A mi abuelo Morocho
Todavía
escucho silbar a Antolin mientras camina por la vereda que da a la ventana de
mi cuarto. Un buen cantor es un buen silbador. Su silbido es un llamado: se
dirige a Chacabuco y Alem, nuestra esquina. No sé si es tarde o temprano, sólo
sé que es hora de reunirnos. Adivino los planes de la barra. El Café de Bruno
está hasta las manos de gente. Mejor caminar un poco y quedar en el billar de
Suche. Así y a estas horas acaricio la colorida imagen de las tardes y las noches,
de la amistad intensa, que arriesga en grupo, que aventura. Y escucho a Hugo cantando
Atahualpa en cualquier silencio. Petete no olvidó su guitarra y sin pensarlo la
apoya en su pecho (o sobre su barriga de oso) y caminando, nomás, acompaña a
Hugo, que no puede con tanta llanura pampeana en el alma.
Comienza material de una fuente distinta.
PR #146, opened 2020-08-20
Client/tree

### LINKED ISSUE #121: Tree view for GOLD terms
Should start with a mockup

subdavis:
Screenshot from 2020-08-20 12-03-50

## problems with this approach

GOLD is a series of 5 actual facets, so every leaf on the tree always has a depth of 5, and when I transform between the tree and the condition list, I have to describe the selected nodes on the tree in terms of their actual facet.  Right now, I've made a meta-facet type thing called "GOLD Classification" for the purposes of adding this tree menu to the sidebar.
ENVO is different.  Each field is a flat list of all the node values.  Currently the server doesn't provide enough information for me to construct a tree, but I imagine it will produce something similar to the sankey API.  If it does not produce something similar (for example, because the tree is not a fixed depth) then both the inputs and the outputs are sufficiently dissimilar that they can't share code.

This is compounded by the fact that v-treeview  reports selection state in an incredibly unhelpful way.   If you select Environment  at level 0, for example, the tree component reports that there are 15 selections: all the leaves underneath Environment.   The naive way to report this user event to the server would be to create something like 30 conditions for all the levels in the tree that got selected.  In order to discover the common ancestor and select the minimum number of conditions, you have to take that flat list of 15 leaf nodes, (which is effectively a subset of the same data shape that the sankey api returns), construct another tree from that, then do tree diffing of some kind.

I actually don't see a way aronud the tree diffing if you want to build a query based on common ancestors: either we do it on the server or we do it on the client.

fixes #121


subdavis:
Screenshot from 2020-08-20 14-31-35

Good enough for a first pass.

Chirola espera en
Urquiza, con el traje de siempre, siempre limpio. El bigotito bien recortado,
finito sobre los labios amulatados. ¿Qué podría borrar ese rostro? Y un poco
más tarde siempre Poroto, que es guarda del tren y que nunca tiene franco
porque los labura siempre (siempre que no haya campeonato). Porque los
muchachos de la Chacabuco juegan sí. No todo es milonga y mujeres. De esto dio
fe la hermana de Hugo. Para su casorio toda la barra había ayudado. No había
que pensarlo mucho, era la hermana de un amigo. Poroto era el mozo mamado. Y
Chirola, qué decirte, estaba a cargo de la música. No embocaba ni un disco en
el Winco.
Hojeo con
mirada borrosa “El mundo”, vuelvo a chequear qué orquestas tocan. Los muchachos
nos ponemos de acuerdo enseguida. Y si no hay nada, sale cine en el Zeppelín o
el Tamaru, por veinte centavos se ven unos filmes que nos mantienen ilusionados
con amores perfectos.
Hace ya
veinte minutos de oírlo chiflar al Anto. Al fin salgo. Hace calor, otro calor.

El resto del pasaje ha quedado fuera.